On Mon, 01 May 2000, Christopher Browne wrote:

> By the way, another moment that I _would_ consider of some value would be
> the moment at which the split was marked as "reconciled as clear."  (To
> connect this to the other discussion about Reconciliation...)

> I have had occasion to care about this; with an account that had _hundreds_
> of transactions per month, it became a matter of some importance to be able
> to trace back to know which month the transaction cleared the bank.

Just as you mention the 3 different times associated with the entry of a 
transaction and conclude that "time posted to gnucash" is least valuable,
I think the same is true of reconciliation.

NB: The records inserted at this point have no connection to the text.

PR #146, opened 2015-06-19
use container-based infrastructure for faster build

shinnn:
http://docs.travis-ci.com/user/workers/container-based-infrastructure/

### DIFF
--- a/.travis.yml
+++ b/.travis.yml
@@ -1,3 +1,4 @@
+sudo: false
 language: node_js
 before_install:
   - npm install -g npm


calvinmetcalf:
do you mind rebasing it off of #139 to make sure it works there ?

dcousens:
@shinnn it seems odd this isn't the default behaviour...

calvinmetcalf:
I think the idea is that it will be at some point

calvinmetcalf:
e3bf6c54e98b2241020be0d84721e5254214b84e

shinnn:
:+1:

shinnn:
@dcousens 

> it seems odd this isn't the default behaviour...

`sudo: false` by default breaks a lot of builds since various projects include `sudo apt get [something]` in their build scripts.

dcousens:
@shinnn then maybe the script should look for `sudo` and assume `sudo: false` if it doesn't exist?

shinnn:
Good idea! :point_right: https://github.com/travis-ci/travis-ci/issues

PR #138, opened 2022-02-16
fix: improve how we filter pods from other deployments

clamoriniere:
### What does this PR do?

previously the way we computed the list of pod ready corresponding
to a WPA was not enough precise. In some case if 2 deployments in
the same Namespace was using the same Selector can trigger a bug
in the wpa where both deployment's pods are taken into account when
calculating the current replicas value.

### Motivation

What inspired you to submit this pull request?

### Additional Notes

### Describe your test plan

### DIFF
--- a/controllers/replica_calculator.go
+++ b/controllers/replica_calculator.go
@@ -47,7 +47,6 @@ type ReplicaCalculator struct {
 
 // NewReplicaCalculator returns a ReplicaCalculator object reference
 func NewReplicaCalculator(metricsClient metricsclient.MetricsClient, podLister corelisters.PodLister) *ReplicaCalculator {
-
 	return &ReplicaCalculator{
 		metricsClient: metricsClient,
 		podLister:     podLister,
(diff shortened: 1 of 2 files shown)


controllers/replica_calculator.go
```diff
@@ -75,6 +74,12 @@ func (c *ReplicaCalculator) GetExternalMetricReplicas(logger logr.Logger, target
 		return ReplicaCalculation{}, fmt.Errorf("unable to get the number of ready pods across all namespaces for %v: %s", lbl, err.Error())
 	}
 
+	if currentReadyReplicas > target.Status.Replicas {
+		// if we enter in that condition it means that several Deployment use the same label selector in the same namespace.
+		logger.Info("The number of current ready Pods is higher that the current status.replicas", "currentReadyReplicas", currentReadyReplicas, "targetStatusReplicas", target.Status.Replicas)
```
L3n41c, line 79: Maybe the log message itself should contain the information that the most probable cause is a bad label selector, which is a user misconfiguration.
Written as it is, the log isn’t explicit about the fact that there is something to be fixed.
Also, the log misses the needed information to identify the guilty WPA: its name and namespace.

L3n41c (approved):

controllers/replica_calculator.go
clamoriniere: the `logger` inherit automatically from the ns/name of the current WPA, not need to add to it on each `logger.Info()` call that the beauty of thy logger :) 

something like
```golang
logger = logger.WithValue("wpa", wpa.Namespace + "/" + wpa.Name)
```
is made in the main `Reconcile()` function

clamoriniere: For the message I agree, I can be more explicit.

When you did the reconciliation is much less important than the period for 
which you are doing the reconciliation.

For example, assuming that I just balanced my checkbook year-to-date.
Yes, it is sloppy to wait so long, but it happens. Now, just to make matters 
worse, I balanced my April statement first. Then I did January, etc.

When I come back later, I don't care at all that I reconciled that check on 
May 1. What I want to know is that it cleared the bank in March.
> This was on paper, so what I'd do was to use a different symbol each month
> to mark items as "reconciled."

Dave Peticolas wrote:
> We track that date, sort of.

How about using the "ending date" of the statement period instead?